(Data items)

PR #157, opened 2026-08-01
pontiac + aston martin + byd: 183 records to 104, 0 availability lost, 20,298 Thai BYD vehicles rescued (wave 8)

rameerez:
**183 records → 104. 356 rename keys. 0 (country,source) pairs lost catalog-wide, 26 gained. 20,298 Thai BYD vehicles rescued from `junk?`.**

Wave 8 of the marque CLEAN pass: Pontiac, Aston Martin, BYD. Every number below was
**re-measured on this branch** with a CONTROL build of `origin/main` against a TREATMENT
build of this branch, plus my own 378,275-row replay of the real `Normalizer#classify`.
Where the dossier and my measurement disagree, my measurement is what shipped and the
disagreement is stated.

---

## What is in the diff

| file | change |
|---|---|
| `overrides/models/renames.yml` | Pontiac +148 keys **and 2 RETARGETS**; Aston Martin +174 keys; **new `BYD:` block, +32 keys** (BYD had no rename block at all) |
| `overrides/models/former_ids.yml` | **+81 aliases**, generated by `scripts/propose_former_ids.rb` from the control-vs-treatment diff; **2 pre-existing entries REPOINTED** |
| `overrides/models/removals.yml` | **+1** — `car/aston-martin/martin`, with its measured population |
| `overrides/models/gate_acks.yml` | **+1 delta ack for `car`** — read "The one thing that needs sign-off" below |
| `DEBT.md` | 1 new line + 2 extended, all with measurements |

## Record arithmetic — VERIFIED on a real build

| | before | after | retired | minted | fold rate |
|---|---:|---:|---:|---:|---:|
| Pontiac (car 80) | 80 | **47** | 36 | 3 | 45.0% |
| Aston Martin (car 68) | 68 | **27** | 41 | 0 published | 60.3% |
| BYD (car 31 + van 2 + bus 2) | 35 | **30** | 5 | 0 | 14.3% |
| **total** | **183** | **104** | **82** | **3** | **44.8%** |

Catalog-wide the build goes **14,147 → 14,068 ids**: 82 retired, 3 minted.

> **Corrected against the dossier:** the dossier said 105, counting
> `car/aston-martin/valiant` as a mint. It does not publish — 4 gb vehicles from one
> source against a car floor of 1,000 — which the dossier's own §D.5 table says. The
> fold is still correct and still ships; it simply mints nothing today. **104.**

## The BYD `junk?` rescue — the most valuable thing here, verified per id

`junk?`'s parenthetical rule (`return true if name =~ /\(/`) deletes these rows before they
can become records. Measured over all 378,275 corpus rows on my own replay: the rule kills
**3,024 (make,key) pairs / 75,923 vehicles across 275 makes, and BYD alone is 20,298 of
them — 26.7%**, the #1 make in the catalog for that rule (Yamaha is second at 13,843).
Renames run BEFORE `junk?` (the 2026-07-25 ORDER FIX), so seven keys recover all of it.

| rescue key | vehicles | lands on | id's `th` before → after |
|---|---:|---|---|
| `Dolphin (435KM-Std)` | **10,233** | `car/byd/dolphin` | **none → 12,435** |
| `Dolphin (490KM-Ext)` | **2,144** | `car/byd/dolphin` | ″ |
| `ATTO3 (410KM-Premium)` | **4,596** | `car/byd/atto-3` | 44 → 7,958 |
| `ATTO3 (480KM-Ext)` | **3,266** | `car/byd/atto-3` | ″ |
| `ATTO3 (410KM-Dynamic)` | 51 | `car/byd/atto-3` | ″ |
| `Atto 3 (410KM)` | 1 | `car/byd/atto-3` | ″ |
| `Seal U (dmi-Premium)` | 7 | `car/byd/seal-u` | **none → 7** |
| **total** | **20,298** | | |

**`car/byd/dolphin` had no `th` at all** and now has 12,435 (12,377 of them from the two
rescue keys; the other 58 came from `Dolphin Exd`/`Dolphin Std`, which were reaching
unpublished ids). **`car/byd/seal-u` gains `th` too.** Two more BYD ids gain `th` from
ordinary (non-rescue) folds: `car/byd/m6` (+2,275, it was `my`-only) and `car/byd/seal`
(+1,643). Total BYD registration mass moved onto real nameplates: **36,365 vehicles on 35
raw rows.**

**`report:junk_drops` reports ZERO rows for BYD**, in both its lists — a false negative on
the largest number in this wave. It is **not** the blind spot the tool documents about
itself: `car/byd/dolphin`, `car/byd/atto-3` and `car/byd/seal-u` are all live, so
`R3-EXACT` would fire on all seven. What hides them is the **corroboration gate** two
lines earlier, `next if v[:sources].size < 2 || v[:countries].size < 2` — every casualty
is `th_dlt`-only. **A country covered by a single register can lose its entire national
fleet invisibly.** Filed as its own DEBT line, with the measurement; the tool's header
comment is extended in the companion pipeline PR.

## Both re-run checks

**1. Landing-slug grouping — 337 `(kind, make, slug)` retired, 0 held open.** Every retired
display name was slugified and every other produced spelling reaching the same slug was
checked, counted in **ROWS** (a 0-vehicle `us_fueleconomy` catalogue row still keeps a slug
alive). The dossier's own first pass had left 4 open; its 7 repair keys are included and
the check now returns clean on my replay.

**2. Cross-kind dominance + publish floor — every fold moving mass between kinds, and every
mint.** `cross_kind_prune!` acts only at `grand >= 100` AND dominant share `>= 0.97`;
publish needs ≥2 independent sources or one source over `KIND_THRESHOLDS`
(car 1000 / van 300 / bus 50).

| mint | counts | grand / share | pruner | publishes? |
|---|---|---|---|---|
| `car/pontiac/safari` | car 10 (nl+nz+us) | 11 / 0.909 | cannot act | **YES** — 3 sources |
| `car/pontiac/grand-safari` | car 9 (nl+nz) | 9 / 1.000 | cannot act | **YES** — 2 sources |
| `car/pontiac/g3` | car 0 (ca+us) | 0 | cannot act | **YES** — 2 sources |
| `van/pontiac/montana` | van 1 (nl) vs car 2 | 3 / 0.667 | cannot act | **no** — 1 src, 1 < 300 |
| `car/aston-martin/valiant` | car 4 (gb) | 4 / 1.000 | cannot act | **no** — 1 src, 4 < 1000 |

Folds that move mass between kinds and land above the pruner's tests — `pontiac/fire-bird`
(car 3,528 / van 1, share 1.000), `pontiac/bonneville` (car 309 / motorcycle 1, 0.997),
`aston-martin/db7` (0.999), `aston-martin/virage` (0.998), `byd/atto-3` (1.000) — are all
**cleanable by the pruner**, and none of their minority copies publishes. Confirmed on the
real build: **the treatment catalog contains no `van/pontiac/*` or `motorcycle/pontiac/*`
record at all.**

## Availability — 0 lost, 26 gained

Checked **catalog-wide**, not just in this slice, control vs treatment:

* **0 surviving ids lost a `(country,source)` pair.**
* **0 retired ids whose successor does not carry all their pairs.**
* **0 retired ids with no alias and no removals entry** — the id contract is complete.
* `scripts/propose_former_ids.rb` independently agrees: 90 intents verified, **0 dead
  override keys, 0 evidence-loss cases**, 1 unexplained disappearance (`car/aston-martin/martin`,
  which is the one `null` and carries a `removals.yml` manifest instead of an alias).

23 surviving ids gain 26 pairs — `car/byd/dolphin` **+th**, `car/byd/seal` **+th**,
`car/byd/seal-u` **+th**, `car/byd/m6` **+th**, `car/aston-martin/dbx-s` **+gb** (89
vehicles, from the DVLA's own `DBX V8 S AUTO` Model string), `db11`/`dbx` +ca+us,
`db2`/`db2-4`/`db4`/`db7` +fi, `dbs`/`rapide` +th, `valhalla`/`valour` +gb,
`vanquish` +es, `v8`/`db12` +us, `pontiac/bonneville` +ua, `fiero`/`vibe` +es,
`6000`/`g8` +nl.

## The Vantage altitude (Aston Martin, 41 of 68 records)

`Vantage` is an **engine-tune designation** applied to a host nameplate from 1950, which
became a standalone nameplate in 2005. So it folds **down** onto its host as a suffix
(`DB2/DB4/DB5/DB6/DB7 Vantage`) and **up** onto `Vantage` when the host is an engine
(`V8 Vantage`, `V12 Vantage`). Settled three independent ways: astonmartin.com/en/models
carries no engine designation in any current model name; `us_fueleconomy` gives
`baseModel: Vantage` to all 8 Vantage model strings; UK DfT files all 36 `Model` strings
under one `GenModel`, `ASTON MARTIN VANTAGE` (9,795 gb — re-measured from the cache file
on this branch).

**The ambiguity stays visible rather than being pooled silently.** `V8 Vantage` names two
cars — the 1977–89 Aston Martin V8 and the 2005–17 Vantage — and the fold is right for 206
of 208 Dutch vehicles, all 21 EPA model-year rows and every Finnish row. The two pre-1990
cars land on the wrong record, and that is written as a `note:` on **both**
`car/aston-martin/vantage` and `car/aston-martin/v8` in the companion pipeline PR.
`V8 Vantage Volante` goes the **other** way (→ `V8`), because `Volante` is the V8-era body
word — the one line in this make chosen against the string's majority reading.

## Reported, not fixed

* **`uk_dft` reads `GenModel`, which pools separate nameplates.** Re-measured straight from
  `cache/uk_veh0120_uk.csv` on this branch: `BYD SEAL DESIGN EV` = **50,601 gb vehicles
  holding THREE nameplates** — Seal U 26,923 + Seal 15,204 + Sealion 7 8,474 — and there is
  **no `BYD SEAL`, `BYD SEAL U` or `BYD SEALION 7` GenModel in the file at all**, so all
  three live nameplates publish today with **no `gb`**, in BYD's biggest market. Likewise
  `BYD DOLPHIN` = 6,131 of which 5,749 are Dolphin **Surf** rows, and `ASTON MARTIN DB1` =
  845 of which **844 are DB12s** and exactly one is a real DB1. A rename is 1:1 on the
  produced string and would move 35,397 vehicles of two other nameplates onto
  `car/byd/seal`; a null would delete the only British evidence. **No curation line is
  proposed.** The obvious shape rule is refuted (12.07% of all buckets, led by
  `BMW / 3 SERIES`, which is correct); the catch is a catalog join. Appended to the
  existing pooled-GenModel DEBT line as its largest instances yet.
* **BYD market-name pairs stay SEPARATE** (the settled Mazda/Kia/wave-7 posture). No third
  answer invented. The open question is now **sized** in the existing DEBT line: 3 pairs
  published on *both* sides, 7 pairs in the make, plus 22 unpublished Chinese-name strings
  / ~1,900 vehicles — and `Song Plus` is the domestic name of **both** the Sealion 6 and the
  Seal U, so a naive one-to-one fold rule is not even well defined.
* `Firebird` → `Fire Bird` is **backwards** (the pipeline produces `Firebird` for 1,899
  vehicles, `Fire Bird` for 12) and is **FLAGGED, NOT REVERSED** — correcting it makes an
  alias source a live id and the id-contract liveness gate rejects it, exactly like Saab's
  `9-4X`. Every Firebird fold targets `Fire Bird` **deliberately** and the block comment
  says so in capitals so nobody "tidies" it.
* `DBX` vs `DBX707` vs `DBX S`: all three kept, the inconsistency reported rather than
  improvised over. `Dbx S` was in the fold plan and was **withdrawn by the fold safeguard**.

## Deviations from the dossier — all four, with reasons

1. **`van/pontiac/trans-sport` mint HELD (owner ruling).** Four keys carrying van-kind rows
   were dropped: `Trans Sport E2` (car 41 / van 1), `Trans Sport Van` (van 7),
   `Trans Sport Se Cargo Van` (van 2), `Transport Se Cargo Van` (van 1). Together they mint
   `van/pontiac/trans-sport` at 11 nl vehicles — grand 113, dominant share **0.903**, i.e.
   inside the band where `cross_kind_prune!` will *not* act, leaving only the van publish
   floor between it and a wrong record. Same shape as the Saab `9-7X` mint held earlier.
   The eight car-only Trans Sport spellings ship. **Cost, stated: 41 nl vehicles stay on the
   unpublished `car/pontiac/trans-sport-e2`.** The reasoning is written into the Pontiac
   block where the keys would have gone. Verified on the build: **no `van/pontiac/*` record
   exists in the treatment catalog.**
2. **TWO DIRECTION WARS the dossier missed, and they were load-bearing.** The dossier keyed
   `Trans Am` and `Firebird Trans Am` → `Fire Bird` while leaving the settled
   `Transam: Trans Am` and `Firebird Transam: Firebird Trans Am` pointing at them. **Renames
   apply ONCE — the value is never re-looked-up** — so raws producing `Transam` would have
   landed on `car/pontiac/trans-am` while raws producing `Trans Am` went to `fire-bird`: two
   finals for one nameplate, which `lint_curation`'s DIRECTION WAR check fails outright.
   Worse, `former_ids.yml` would then have aliased away two ids that were still live. Both
   existing keys are **RETARGETED** to `Fire Bird` (the Audi `5000S` precedent).
   **This is also why the dossier's Pontiac vehicle count was wrong**: it credited `Trans Am`
   with 543 vehicles and `Firebird Trans Am` with 371, but my replay measures the *probed*
   keys at 287 and 365 — the extra 256 and 6 belong to `Transam` and `Firebird Transam`,
   i.e. the dossier silently assumed the chaining it said it was not assuming. With the
   retargets the mass lands where the dossier intended; without them 262 vehicles would not
   have.
3. **`former_ids.yml` repoints.** `car/pontiac/transam` and `car/pontiac/firebird-transam`
   pointed at ids this fold retires. Left alone they CHAIN into dead ids and fail
   `lint_curation` rule 1f plus the liveness gate. Repointed in place to `car/pontiac/fire-bird`
   — the `car/porsche/924s` precedent from wave 7. This is the only edit to existing lines in
   an append-only file, and it is the edit rule 1f demands.
4. **Per-key measurements are mine, not the dossier's.** 354 of the dossier's 358 per-key
   counts reproduced exactly on my replay; 4 differ (`Trans Am`, `Firebird Trans Am`,
   `Firebird Aut E2`, `Vantage Roadster`). The comments in the diff carry my numbers.

## The one thing that needs sign-off: the `car` delta ack

The treatment build fails `validate` gate 4 without it, and **~94% of the failure predates
this branch**. Measured on two builds of the same pipeline:

| | car models | delta vs committed `catalog/` (6,238) |
|---|---:|---:|
| committed `catalog/car/models.json` | 6,238 | — |
| **CONTROL** — data `origin/main`, no branch changes | 5,024 | **19.46%** (0.54pp from the gate) |
| **TREATMENT** — this branch | 4,945 | **20.73%** |

`origin/main` is already 0.54pp from the 20% gate because `catalog/` is a build output that
has not absorbed a night of merged marque waves. This branch's 79 retired car ids add
1.27pp and tip it over. Every one of those 79 is accounted for (81 aliases + 1 removals
manifest, 0 unexplained), so I added an **adjudicated `delta` ack for `car` with a ceiling
of 5,100** — set just above the CONTROL count, so a later wave that shrinks car further
still passes while any unexpected GROWTH still fails — on the wave-3 `van` and wave-7
`truck` precedents in the same file. **It says to remove itself in the release that
consumes it: one release rebuilds `catalog/` and the counter resets to ~0.** If you would
rather adjudicate this once for the whole night's backlog instead of per-wave, delete the
`car:` entry and the build fails loudly again — which is the correct default.

## Verification run on this branch

| check | result |
|---|---|
| `scripts/lint_curation.rb` | **OK** (109 files) |
| `scripts/lint_overrides.rb` | **OK** |
| `scripts/reorg_make_blocks.rb --check` | **OK** — already alphabetical (`BYD:` between `Bultaco:` and `Cadillac:`) |
| `scripts/propose_former_ids.rb` | 90 intents, **0 dead keys, 0 evidence loss**, 1 unexplained (the `null`) |
| pipeline `rake test` (all suites + `lint_enrich`) | **0 failures, 0 errors** across 11 suites |
| `pipeline/tests/test_override_key_reachability.rb` | **0 failures** |
| `pipeline/tools/lint_enrich.rb` | **OK** — 86 files, 2,192 ids |
| full `pipeline/run.rb` | **exit 0, ALL GATES GREEN** (with the `car` delta ack above) |

**MERGE ORDER: DATA FIRST.** The companion pipeline PR carries the three `enrich/*.yml`
files, which reference ids this PR mints.


rameerez:
## CI `build` is red on `be_fps`, and it is NOT this PR — do **not** re-pin

**What the delta ack did, which is the part that mattered:** it worked.

```
WARN  delta car: 6238→4947 (21%) ALLOWED via gate_acks delta ack (ceiling 5100)
WARN  delta truck: 1224→914 (25%) ALLOWED via gate_acks delta ack (ceiling 1400)
```

(CI measures 4,947 car ids against my local 4,945 — two ids of live-source drift between
a cold CI fetch and my cache. Immaterial.)

**The single remaining gate failure:**

```
WARN  fetch licenses: FAILED, keeping last-good cache (24575 bytes)
FAIL  license gate: be_fps terms CHANGED (…52ea177d…) — pinned 64fd989b565b got e12304b9f486
```

Read those two lines together: `Support.fetch` (`max_age: 20h`, keep-last-good) **failed on
the runner**, served a **stale 24,575-byte cached copy**, and the gate then hashed that
stale artifact. It is a fetch failure plus a cold-runner cache, not a licence change.

**Measured from here, twice, back to back:**

| | bytes | extracted sha |
|---|---:|---|
| pinned in `data/licenses/pins.json` | — | `64fd989b565b` |
| live fetch #1 | 24,574 | **`64fd989b565b`** |
| live fetch #2 | 24,574 | **`64fd989b565b`** |
| what CI hashed (its stale cache) | 24,575 | `e12304b9f486` |

Two consecutive live fetches reproduce the pin **exactly**, and `diff` between them is
empty. **The pin on `main` is correct and the upstream text has not changed.**

**So `rake licenses:pin` would be actively wrong here** — it would overwrite a correct pin
with the runner's stale artifact. AGENTS.md's rule ("`rake licenses:pin` is the ONLY way
license pins change… the gate exists to make drift loud") is doing its job; the drift is in
the runner's cache, not upstream.

**Scope check.** This PR's diff is five files — `DEBT.md`, `former_ids.yml`,
`gate_acks.yml`, `removals.yml`, `renames.yml` — and touches nothing under
`data/licenses/`. The previous PR build (wave 7, 13:41Z) passed; mine at 15:50Z is the
first run since, and `a2b4e91 "licenses: re-pin be_fps after data.gov.be portal churn"` is
already the most recent commit to `pins.json`, so this endpoint has a standing history of
misbehaving toward CI. Every branch built from now will show the same red until the runner
cache ages out or data.gov.be answers the runner again.

The local `ruby pipeline/run.rb` on this branch is **exit 0, ALL GATES GREEN**, license
gate included.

== TASK REQUIREMENTS ==
The answer must be every line of the records that contains the word "raws".

== ANSWER SPACE ==
   apply ONCE — the value is never re-looked-up** — so raws producing `Transam` would have
   landed on `car/pontiac/trans-am` while raws producing `Trans Am` went to `fire-bird`: two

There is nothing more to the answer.